Organisasi tersebut bertanggung jawab atas serangan bom dalam kereta metro di St Petersburg, Rusia, pada April 2017, yang menyebabkan 14 orang meninggal dan 50 orang luka-luka.

Pengajar Departemen Antropologi Universitas Malikussaleh, Aceh, Al Chaidar Abdurrahman Puteh, menuliskan KTJ atau Jamaah Tawhid Wal Jihad adalah kelompok militan yang didirikan di Irak pada awal 2000-an oleh Abu Musab al-Zarqawi.

Baca Juga: Kronologi Petugas Imigrasi Tewas Ditikam 4 Teroris Uzbekistan yang Berusaha Kabur

Pada 2004, kelompok itu berganti nama menjadi Al Qaeda di Irak dan kemudian pada 2013 berganti nama menjadi Negara Islam di Irak dan Suriah (NIIS/ISIS).

Hal itu dituliskan oleh Al Chaidar dalam artikel berjudul Jamaah Tawhid Wal Jihad: Kelompok Teroris yang Terang-terangan dan Terbuka.

Saat dihubungi Kompas.id, pada Jumat (14/3/2023), ia menyebut organisasi itu lahir jauh sebelum ISIS ada.

”Organisasi itu ada jauh sebelum ISIS ada. Kemudian, organisasi itu sampai di Indonesia sekitar tahun 2011 yang kemudian dipimpin Aman Abdurrahman. Di Indonesia, Tawhid Wal Jihad itu berubah nama menjadi JAD. Jadi, ini asal-usul JAD di Indonesia,” ujar Al Chaidar, dikutip Kompas.id.

Tawhid Wal Jihad, kata dia, juga menyebar ke wilayah Asia Tengah, seperti Uzbekistan, Tajikistan, termasuk Suriah dan Turki.
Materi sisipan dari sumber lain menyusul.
PR #330, opened 2019-07-15
Convert remaining components to functional components

wdoug:
### What does this PR do? 

Converts the remaining class components that could be converted to functional components to functional components

### DIFF
--- a/src/shared-components/MarkdownFileRenderer.tsx
+++ b/src/shared-components/MarkdownFileRenderer.tsx
@@ -1,4 +1,4 @@
-import React from 'react';
+import React, { useState } from 'react';
 import marked from 'marked';
 import LoadingIndicator from './LoadingIndicator';
 import './MarkdownFileRenderer.css';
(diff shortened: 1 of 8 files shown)


src/shared-components/MarkdownFileRenderer.tsx
```diff
@@ -17,56 +17,39 @@ async function getMarkdownHTML(fileName: string) {
...
+  getMarkdownHTML(fileName).then(html => setHtml(html));
+
+  return (
+    <div className="MarkdownFileRenderer">
+      {html ? (
+        [
+          <a
+            key="markdown-edit-link"
+            className="MarkdownFileRenderer-edit"
+            href={`https://github.com/codefordenver/members/edit/master/public/markdown/${fileName}.md`}
```
MikeLuDev, line 38: Not in scope for this PR, but should this url be hard coded? It seems that this limits this component to only `.md` files stored there.

If these files are part of the `members` source code, why not just pull them locally instead of remotely? This seems like an anti-pattern.

MikeLuDev (approved):
Really nice conversion to use hooks. 👍 

One question about a component, but does not affect this PR

src/shared-components/MarkdownFileRenderer.tsx
wdoug: We are getting them locally (see the function: `getMarkdownHTML`). This link just pulls up a github editor page for that file so it can streamline edits from folks that might not otherwise be comfortable editing text in the code.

Pada 2013, organisasi yang sebelumnya berafiliasi dengan Al Qaeda itu memisahkan diri dan mendirikan NIIS.

Saat itu, menurut Al Chaidar, KTJ tak berkembang di Indonesia karena kepemimpinan organisasi tersebut tidak jelas.

Selain itu, komunikasi di antara beberapa kelompok mereka yang tersebar di beberapa negara, sangat terbatas. Di sisi lain, mereka juga banyak dikejar oleh pemerintah di banyak negara.